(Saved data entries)
*-*-*
PR #1928, opened 2018-06-28
Removed setting MovieClip child objects' parent and stage properties on creation

aaronneugebauer:
Setting parent and stage properties immediately (rather than being set in the DisplayObjectContainer.addChildAt method) prevented the Event.ADDED_TO_STAGE event from being fired.

### DIFF
--- a/src/openfl/display/MovieClip.hx
+++ b/src/openfl/display/MovieClip.hx
@@ -611,8 +611,6 @@ class MovieClip extends Sprite #if (openfl_dynamic && haxe_ver < "4.0.0") implem
 							
 							if (displayObject != null) {
 								
-								displayObject.parent = this;
-								displayObject.stage = stage;
 								instance = new FrameSymbolInstance (frame, frameObject.id, frameObject.symbol, frameObject.depth, displayObject, frameObject.clipDepth);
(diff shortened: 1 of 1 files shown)


jgranick:
Thank you @aaronneugebauer for your help, I am sorry for the delay in being able to dig further into this.

We do this currently so that the SWF-based children exist in custom SWF extension classes.

For example:

```haxe
class MyClass extends MySWFSymbol {
    
    public function new () {
        super ();
        trace (this.numChildren); // should already include the SWF children
    }
    
}
```

If we do not, the children are added after the constructor.

That said, we do dispatch an extra `ADDED_TO_STAGE` event in some spots to reproduce the Flash behavior for the event.

Here's an example:

https://github.com/openfl/openfl/blob/66cfc08a452361fffe4833267d82448dbe64db21/src/openfl/display/Stage.hx#L822

Perhaps we need to dispatch this somewhere?

jgranick:
I'm committing this, let me know if this has issues, or helps your use-case?

https://github.com/openfl/openfl/commit/aa16aa8c1549fe1dbe7e2ed3453bbb34814663ac

Thanks :smile:

PR #1934, opened 2018-07-04
Bitmap pixelsnapping implemented

NenadBojkovski:


nadako:
@NenadBojkovski should we close this for now as our fork now has a more complete implementation of that?

NenadBojkovski:
Yes we can do that and file new PR with the complete solution.

PR #1943, opened 2018-07-09
fix canvas colorTransform

dpomier:
When compiling with -Dcanvas, the children are not well displayed when there is a colorTransform applied. This PR try to fix it.

I tested it with the following project (c.f. [TFColorEffect.zip](https://github.com/openfl/openfl/files/2176294/TFColorEffect.zip)):

```haxe
class Main extends Sprite {

	public function new () {
		
		super();
		
		var _mc = Assets.getMovieClip("mylib:Button");
		
		addChild(_mc);
		
		_mc.alpha = 0;
		
		haxe.Timer.delay(function () { _mc.alpha = .4; }, 200);
		haxe.Timer.delay(function () { _mc.alpha = 1; }, 500);
		
	}
}
```
`mylib:Button` is a MovieClip containing a MovieClip with a brightness effect containing a TextField. At run-time the TextField is visible in webgl but not in canvas.

I didn't test it in dom but it would be interesting to try.

Maybe it is not the right way to fix this as I don't have a deep understanding of what is happening here. In the meantime it does fix some of our buttons in game.

### DIFF
--- a/src/openfl/display/DisplayObjectContainer.hx
+++ b/src/openfl/display/DisplayObjectContainer.hx
@@ -11,6 +11,7 @@ import openfl.errors.RangeError;
 import openfl.errors.TypeError;
 import openfl.events.Event;
 import openfl.events.EventPhase;
+import openfl.geom.ColorTransform;
 import openfl.geom.Matrix;
 import openfl.geom.Point;
 import openfl.geom.Rectangle;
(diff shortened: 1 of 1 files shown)


jgranick:
Okay, this test appears to be working properly with the current development version of OpenFL.

I have tried to improve how caching works with `colorTransform`

dpomier:
Effectively, nice!

PR #1952, opened 2018-07-13
properly handle half-pixel coordinates for rectangle masks

nadako:
sometimes when rendering objects with a scrollrect (or tilemaps) at half-pixel coordinates, the width/height for `gl.scissor` wasn't correctly expanded and the object was missing one-pixel line from top or right, because the `__scissorRect` function didn't consider the position for calculating width/height. this PR fixes that

PS: another commit fixes the annoying whitespace trailing in vscode

### DIFF
--- a/.vscode/settings.json
+++ b/.vscode/settings.json
@@ -1,5 +1,6 @@
 {
     "editor.trimAutoWhitespace": false,
+    "files.trimTrailingWhitespace": false,
     "editor.insertSpaces": false,
     "codedox": {
         "commentprefix": "    ",
--- a/src/openfl/display/OpenGLRenderer.hx
+++ b/src/openfl/display/OpenGLRenderer.hx
@@ -927,14 +927,14 @@ class OpenGLRenderer extends DisplayObjectRenderer {
 			__gl.enable (__gl.SCISSOR_TEST);
 			
 			var x = Math.floor (clipRect.x);
-			var y = __flipped ? Math.floor (__height - clipRect.y - clipRect.height) : Math.floor (clipRect.y);
-			var width = Math.ceil (clipRect.width);
-			var height = Math.ceil (clipRect.height);
+			var y = Math.floor (clipRect.y);
+			var width = Math.ceil (clipRect.right) - x;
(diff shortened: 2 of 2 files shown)


.vscode/settings.json
```diff
@@ -1,5 +1,6 @@
 {
     "editor.trimAutoWhitespace": false,
+    "files.trimTrailingWhitespace": false,
```
nadako: BTW, would you consider trimming trailing whitespace in openfl/lime code? I find it very annoying to maintain the current aligned tabs.

jgranick: Could you give an example of trailing whitespace? Do you mean between lines, or on the same line?

jgranick: Oh, so the editor is removing whitespace when saving a file, as compared to while editing?

jgranick:
The `__flipped` property is used when using a scissor rectangle on the main framebuffer, versus render-to-texture. Is this no longer needed, or should it be adapted to be included? Thanks :smile:

nadako:
> The __flipped property is used when using a scissor rectangle on the main framebuffer, versus render-to-texture. Is this no longer needed, or should it be adapted to be included? Thanks 😄

It's still handled, but now directly in the `gl.scissor` call. So we have it a bit separated: first we expand the rectangle, then pass it (possibly flipped) to the GL call.

.vscode/settings.json
nadako: Trailing whitespace is a whitespace (tab or space) to the right of a non-whitespace character, e.g.

```
someCall()<space><space>
```

in OpenFL/Lime codebases specifically there are a lot of whitespaces on the empty lines, like
```
<space>function f() {
<space><space>
<space><space>doSomeCall();<space>
<space><space>
<space>}
```

trimming trailing whitespace means that the text above will be saved as:
```
<space>function f() {

<space><space>doSomeCall();

<space>}
```

nadako: (the empty line themselves are preserved of course, but they will be empty instead of having a number of whitespace characters)

PR #1953, opened 2018-07-13
don't call __update in __updateCacheBitmap

nadako:
> adapted from https://github.com/innogames/openfl/pull/10

since `__updateCacheBitmap` is always called from rendering functions, which are always called after the update, we don't need to traverse again

also, fix returning `rect` to the pool and remove now unused `matrix` var


jgranick:
What about using `bitmapData.draw`?

nadako:
> What about using bitmapData.draw?

It calls `__update` itself:

https://github.com/openfl/openfl/blob/7bb0a04cd62b8c11fc2413a3384250ede523ef8c/src/openfl/display/BitmapData.hx#L530-L534

nadako:
are there any issues with this?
*-*-*
*Brief*.
Say, as a single number and nothing more, how many lines of the entries contain the word "OpenGLRenderer".

*Answer space*.
3